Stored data

Issue #82, opened 2017-05-17
Error when trying to make Debian image without specifying the release


AsciiWolf:
This strange error appears if I try to make Debian image using mkosi under Debian unstable without specifying the release manually:

![error](https://cloud.githubusercontent.com/assets/2339930/26170573/3622e2e0-3b42-11e7-8457-90aec5839193.png)

It looks like the default _args.release_ variable is not correctly parsed. This bug is not present under Ubuntu 16.04 on my another machine.

Here is the full traceback:

```
Traceback (most recent call last):
  File "/usr/local/bin/mkosi", line 2538, in <module>
    main()
  File "/usr/local/bin/mkosi", line 2534, in main
    build_stuff(args)
  File "/usr/local/bin/mkosi", line 2486, in build_stuff
    raw, tar, root_hash = build_image(args, workspace, run_build_script=False)
  File "/usr/local/bin/mkosi", line 2384, in build_image
    install_distribution(args, workspace.name, run_build_script)
  File "/usr/local/bin/mkosi", line 1015, in install_distribution
    install[args.distribution](args, workspace, run_build_script)
  File "/usr/lib/python3.5/contextlib.py", line 30, in inner
    return func(*args, **kwds)
  File "/usr/local/bin/mkosi", line 833, in install_debian
    install_debian_or_ubuntu(args, workspace, run_build_script, args.mirror)
  File "/usr/local/bin/mkosi", line 778, in install_debian_or_ubuntu
    subprocess.run(cmdline, check=True)
  File "/usr/lib/python3.5/subprocess.py", line 398, in run
    output=stdout, stderr=stderr)
subprocess.CalledProcessError: Command '['debootstrap', '--verbose', '--merged-usr', '--variant=minbase', '--include=systemd-sysv', '--exclude=sysv-rc,initscripts,startpar,lsb-base,insserv', '--components=main', '"9"', '/var/tmp/mkosi-488qxli3/root', 'http://httpredir.debian.org/debian']' returned non-zero exit status 1
```

fsateler:
Do you have a `mkosi.default` lying around? I have seen that happen where `/u/s/debootstrap/scripts/23` does not exist (23 being the fedora release in the `mkosi.default` file)

AsciiWolf:
@fsateler I don't.

reverendhomer:
I have the same issue. I've checked this subprocess by running it manually. `debootstrap` reports `E: unrecognized or invalid option --merged-usr`.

What the task asks -
The records above, in their entirety, need to be set down again exactly.

Result for this exercise -
Issue #82, opened 2017-05-17
Error when trying to make Debian image without specifying the release


AsciiWolf:
This strange error appears if I try to make Debian image using mkosi under Debian unstable without specifying the release manually:

![error](https://cloud.githubusercontent.com/assets/2339930/26170573/3622e2e0-3b42-11e7-8457-90aec5839193.png)

It looks like the default _args.release_ variable is not correctly parsed. This bug is not present under Ubuntu 16.04 on my another machine.

Here is the full traceback:

```
Traceback (most recent call last):
  File "/usr/local/bin/mkosi", line 2538, in <module>
    main()
  File "/usr/local/bin/mkosi", line 2534, in main
    build_stuff(args)
  File "/usr/local/bin/mkosi", line 2486, in build_stuff
    raw, tar, root_hash = build_image(args, workspace, run_build_script=False)
  File "/usr/local/bin/mkosi", line 2384, in build_image
    install_distribution(args, workspace.name, run_build_script)
  File "/usr/local/bin/mkosi", line 1015, in install_distribution
    install[args.distribution](args, workspace, run_build_script)
  File "/usr/lib/python3.5/contextlib.py", line 30, in inner
    return func(*args, **kwds)
  File "/usr/local/bin/mkosi", line 833, in install_debian
    install_debian_or_ubuntu(args, workspace, run_build_script, args.mirror)
  File "/usr/local/bin/mkosi", line 778, in install_debian_or_ubuntu
    subprocess.run(cmdline, check=True)
  File "/usr/lib/python3.5/subprocess.py", line 398, in run
    output=stdout, stderr=stderr)
subprocess.CalledProcessError: Command '['debootstrap', '--verbose', '--merged-usr', '--variant=minbase', '--include=systemd-sysv', '--exclude=sysv-rc,initscripts,startpar,lsb-base,insserv', '--components=main', '"9"', '/var/tmp/mkosi-488qxli3/root', 'http://httpredir.debian.org/debian']' returned non-zero exit status 1
```

fsateler:
Do you have a `mkosi.default` lying around? I have seen that happen where `/u/s/debootstrap/scripts/23` does not exist (23 being the fedora release in the `mkosi.default` file)

AsciiWolf:
@fsateler I don't.

reverendhomer:
I have the same issue. I've checked this subprocess by running it manually. `debootstrap` reports `E: unrecognized or invalid option --merged-usr`.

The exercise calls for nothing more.